Namun, ketika pemberontakan pecah melawan kekuasaan panjang Gaddafi pada tahun 2011, Saif al-Islam segera memilih loyalitas keluarga dan klan di atas persahabatannya dengan pihak Barat. Ia menjadi arsitek penumpasan brutal terhadap para pemberontak, yang ia sebut sebagai "tikus".
Dalam wawancara dengan Reuters saat pemberontakan berlangsung, ia menegaskan: "Kami bertempur di sini di Libya, kami mati di sini di Libya."
Ia memperingatkan bahwa sungai darah akan mengalir dan pemerintah akan bertempur hingga laki-laki, perempuan, dan peluru terakhir.
"Seluruh Libya akan hancur. Kita akan butuh 40 tahun untuk mencapai kesepakatan tentang cara menjalankan negara ini, karena hari ini, semua orang ingin menjadi presiden, atau emir, dan semua orang ingin menjalankan negara," ujarnya sambil mengacungkan jari ke arah kamera dalam sebuah siaran televisi.
'Saya Tetap di Sini'
Setelah pemberontak menguasai ibu kota Tripoli, Saif al-Islam mencoba melarikan diri ke negara tetangga, Niger, dengan menyamar sebagai suku Badui. Milisi Brigade Abu Bakr Sadik menangkapnya di jalan gurun dan membawanya ke kota Zintan, sekitar satu bulan setelah ayahnya diburu dan ditembak mati oleh pemberontak.
"Saya tetap di sini. Mereka akan mengosongkan isi senjata mereka ke tubuh saya saat saya keluar dari sini," katanya dalam rekaman audio saat ratusan pria mengerumuni pesawat angkut tua angkatan udara Libya.
Saif al-Islam dikhianati oleh seorang nomaden Libya yang membocorkan keberadaannya kepada para penangkap. Ia menghabiskan enam tahun berikutnya dalam tahanan di Zintan, sebuah kondisi yang sangat kontras dengan kehidupan mewah yang ia jalani di masa kekuasaan ayahnya, saat ia memiliki harimau peliharaan, berburu dengan elang, dan bergaul dengan kalangan atas Inggris saat berkunjung ke London.

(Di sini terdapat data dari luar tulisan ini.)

PR #245, opened 2022-10-19
[issue-238] group annotations, reviews and relationships under one headline

### LINKED ISSUE #238: tagvalue writer adds duplicated headlines
This issue came up in #236. Converting the [SPDXSBOMExample.spdx.yml](https://github.com/spdx/tools-python/blob/main/tests/data/formats/SPDXSBOMExample.spdx.yml) file to a .tag file leads to multiple headlines for relationships and a superfluous headline for extracted licenses. This seems to be an issue with the `write_document` method in [tagvalue.py.](https://github.com/spdx/tools-python/blob/main/spdx/writers/tagvalue.py)

meretp:
fixes #238

### DIFF
--- a/spdx/writers/tagvalue.py
+++ b/spdx/writers/tagvalue.py
@@ -23,7 +23,8 @@ class InvalidDocumentError(Exception):
 
     pass
 
-
+def write_separator(out):
+    out.write("\n")
 def write_separators(out):
     out.write("\n" * 2)
 
@@ -64,7 +65,6 @@ def write_review(review, out):
     """
     Write the fields of a single review to out.
     """
-    out.write("# Review\n\n")
     write_value("Reviewer", review.reviewer, out)
     write_value("ReviewDate", review.review_date_iso_format, out)
     if review.has_comment:
@@ -75,7 +75,6 @@ def write_annotation(annotation, out):
     """
     Write the fields of a single annotation to out.
     """
-    out.write("# Annotation\n\n")
     write_value("Annotator", annotation.annotator, out)
     write_value("AnnotationDate", annotation.annotation_date_iso_format, out)
     if annotation.has_comment:
@@ -89,7 +88,6 @@ def write_relationship(relationship_term, out):
     """
     Write the fields of relationships to out.
     """
-    out.write("# Relationships\n\n")
     write_value("Relationship", relationship_term.relationship, out)
     if relationship_term.has_comment:
         write_text_value(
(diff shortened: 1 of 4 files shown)


spdx/writers/tagvalue.py
```diff
@@ -368,7 +374,8 @@ def write_document(document, out, validate=True):
...
 
-    out.write("# Extracted Licenses\n\n")
-    for lic in sorted(document.extracted_licenses):
-        write_extracted_licenses(lic, out)
-        write_separators(out)
+    if document.extracted_licenses:
+        out.write("# Extracted Licenses\n\n")
+        for lic in sorted(document.extracted_licenses):
+            write_extracted_licenses(lic, out)
+            write_separators(out)
```
armintaenzertng, line 381: Why are extracted licenses handled differently than annotations and reviews? (two line breaks vs. one line break between each entry)

spdx/writers/tagvalue.py
```diff
@@ -343,19 +341,27 @@ def write_document(document, out, validate=True):
     write_creation_info(document.creation_info, out)
     write_separators(out)
 
-    # Writesorted reviews
-    for review in sorted(document.reviews):
-        write_review(review, out)
-        write_separators(out)
+    # Write sorted reviews
+    if document.reviews:
+        out.write("# Reviews\n\n")
```
armintaenzertng, line 346: Now that `write_separators` exists, shouldn't we use it here? Or are headlines handled differently?

armintaenzertng (commented):
Thanks for addressing this :)

spdx/writers/tagvalue.py
meretp: We could use it there but in my opinion this would make the code unnecessarily confusing.

spdx/writers/tagvalue.py
meretp: Right, I overlooked that. They should be treated as the others.

spdx/writers/tagvalue.py
armintaenzertng: All right then

spdx/writers/tagvalue.py
```diff
@@ -343,19 +341,27 @@ def write_document(document, out, validate=True):
...
+        for review in sorted(document.reviews):
+            write_review(review, out)
+            write_separator(out)
+        write_separator(out)
```
armintaenzertng, line 350: Reviews and annotations use `write_separator` at the end while all other entries finish with `write_separators`.

Sorry I didn't catch this in the first round!

meretp: This is intended but I also missed this for the extracted licenses. If I would use `write_separators` there, I would get 3 free lines between reviews and the next block which would be annotations. So to be consistent I use `write_separator` here and get 2 free lines between each block.

armintaenzertng: Ah, of course. All right then :)

armintaenzertng (approved):

armintaenzertng (approved):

Human Rights Watch sempat menemuinya di Zintan. Hanan Salah, direktur lembaga tersebut untuk wilayah Libya, mengatakan kepada Reuters saat itu bahwa Saif tidak mengeluhkan adanya penganiayaan. "Kami memang menyampaikan kekhawatiran tentang Gaddafi yang ditahan di sel isolasi hampir sepanjang waktu selama dia ditahan," ujarnya.